On February 24, 2020, as soon as the outbreak in Wuhan subsided, the Chinese government made important decisions about these farms.
“What China did at that time was very important,” Daszak said. “They have declared that they will stop raising wild animals for food.”
The government closed the farms. “They send instructions to farmers on how to dispose of animals safely, how to bury, kill or burn them, ways not to spread the disease.”
Why is the Chinese government doing this? According to Daszak, these farms could be the ideal point of transmission, where the virus is transmitted from a bat to another animal and then to humans.
“I think nCoV is starting to infect people in southern China. So far, all the findings have shown this,” Daszak said.
Many farms are located in or around southern China’s Yunnan province, where virologists found a genetically 96% bat virus as nCoV. Additionally, these farms raise animals that have been shown to contain corona viruses such as civets and pangolins.
Finally, during a business trip to China, Daszak said the WHO research team found new evidence that these farms were supplying wildlife to the South China seafood market, where the first Covid outbreak occurred.
The market closed on December 31, 2019 after it was found to be related to mysterious cases such as pneumonia.
“Certainly this market is the place to spread and infect massively,” said Linfa Wang, a virus scientist specializing in bat viruses at the DUKE School of Medicine at the National University of Singapore. He is also a member of the WHO research team. Wang said that after an outbreak in the Hainan market, Chinese scientists went to the market to search for the corona virus.
“In the area where the live animals were sold, they found a lot of positive samples,” Wang said. “They even brought in two isolated live virus samples.”

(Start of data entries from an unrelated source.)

PR #4132, opened 2017-12-14
Elasticsearch 6 support

kaedroho:
This PR adds Elasticsearch 6 support into Wagtail. The main changes are

- The ``_all`` field was removed. I've replaced this with a new custom ``_all_text`` field (``_all`` field name is reserved).
- Elasticsearch no longer supports multiple mappings per index. I've renamed the mapping to "doc". When we add more types to an index, it now just appends the new fields to this mapping (but all fields are prefixed with model name anyway so there shouldn't be any clashes)

I've also implemented a couple of cleanups I've been wanting to do, but couldn't as they're not backwards compatible:
 - Renamed the ``_partials`` field to ``_edgengrams``
 - Removed the root type prefix from all the IDs (this hasn't been required since we started separating indices by root type


SalahAdDin:
:+1:

wagtail/search/backends/elasticsearch2.py
```diff
@@ -374,10 +380,9 @@ def _connect_filters(self, filters, connector, negated):
 
             return filter_out
 
-    def _compile_term_query(self, query_type, value, field, boost=1.0, **extra):
-        term_query = {
-            'value': value,
-        }
+    def get_inner_query(self):
+        if self.query_string is not None:
+            fields = self.remapped_fields or [self.mapping.all_field_name, self.mapping.edgengrams_field_name]
```
gasman: This replacement doesn't make any sense... accidental copy-and-paste?

wagtail/search/tests/test_elasticsearch6_backend.py
```diff
@@ -0,0 +1,801 @@
...
+from elasticsearch.serializer import JSONSerializer
+
+from wagtail.tests.search import models
+from wagtail.search.backends.elasticsearch6 import Elasticsearch6SearchBackend
+
+from .elasticsearch_common_tests import ElasticsearchCommonSearchBackendTests
+from .test_backends import BackendTests
+
+
+class TestElasticsearch6SearchBackend(BackendTests, ElasticsearchCommonSearchBackendTests, TestCase):
```
gasman: Currently failing with `TypeError: Cannot create a consistent method resolution
order (MRO) for bases TestCase, ElasticsearchCommonSearchBackendTests, BackendTests` - I think `BackendTests` needs to be removed (since `ElasticsearchCommonSearchBackendTests` already inherits from it).

kaedroho:
Do not merge, there are failures on travis

kaedroho:
Should be fixed now

PR #4133, opened 2017-12-15
Fixes page unlock button styling.

BertrandBordage:
This pull request fixes the clickable area of the page unlock button. Before this pull request:
- we could click only on the text of the button, not on all the visible area
- the text got an ugly background on hover

## Before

As a result, Daszak and other members of the WHO research team believe that wildlife farms provide a perfect path between CoV-infected bats in Yunnan (or neighboring Myanmar) and the animal market in Wuhan.
“China closes this road for some reason,” Daszak said. “The reason is that in February 2020, they think this is the most likely route for the virus to spread to Wuhan. Most likely.”
The next step, he says, is to specifically identify which animal is a carrier of the virus and where it started on many farms in southern China.